CB channels still remained busy in many areas, despite mobile phones becoming increasingly common and feature rich. Many of the original advantages of mobile CB have been surpassed by the development of mobile internet access, satellite navigation systems, and the proliferation of other instant communication technologies such as text messaging.

The introduction of a new licence free handheld PMR 446 radio service has provided much of the features of traditional CB, in a small handheld format. This service is not directly comparable with CB, as PMR446 was intended to provide a short range service.

Changes to the UK's amateur radio licensing system mean that it is now possible for people under the age of 14, and anyone else, to gain legal access to most of the UK amateur frequency allocation after sitting an exam to demonstrate basic technical knowledge.

==Licence-free CB brings rise in popularity==
As of 8 December 2006, CB Radio now joins PMR446, LPD433 and SRD860 under the category of licence-free personal communications.

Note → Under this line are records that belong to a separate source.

PR #14792, opened 2026-03-23
Fix #14719: SelectOne always recalculate panel width

### LINKED ISSUE #14719: SelectOneMenu: Panel not aligned with size of select element

melloware:
Fix #14719: SelectOne always recalculate panel width

@tandraschko simpler to open a new PR

### DIFF
--- a/primefaces/src/main/frontend/packages/components/src/forms/forms.selectonemenu.widget.js
+++ b/primefaces/src/main/frontend/packages/components/src/forms/forms.selectonemenu.widget.js
@@ -45,7 +45,6 @@
  * @prop {number} optGroupsSize The number of option groups.
  * @prop {JQuery} panel The DOM element for the overlay panel with the available selectable options.
  * @prop {JQuery} panelId ID of the DOM element for the overlay panel with the available selectable options.
- * @prop {number} panelWidthAdjusted The adjusted width of the overlay panel.
  * @prop {JQuery} preShowValue The DOM element for the selected option that is shown before the overlay panel is brought.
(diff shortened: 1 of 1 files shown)


tandraschko:
+1

lets only do it in master

melloware:
Agreed I marked this for 16.0.0 only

In June 2011, the EU announced another change in technical specifications for CB use which, if implemented, would introduce a type approval for both AM and SSB operation. The introduction was originally delayed by the 2012 Olympics, and was scheduled to take effect in 2014.

==SSB and AM legalisation==
Following most other European countries, Ofcom proposed to adopt European Communication Committee Decision (11)031 in October 2013. This would permit the use of Single-Sideband and AM operation on the CEPT CB radio band, and Ofcom proceeded with legislation to this effect on 27 June 2014.

The new AM/SSB legislation permits the use of only new and approved sets, not 'legacy' multimode sets.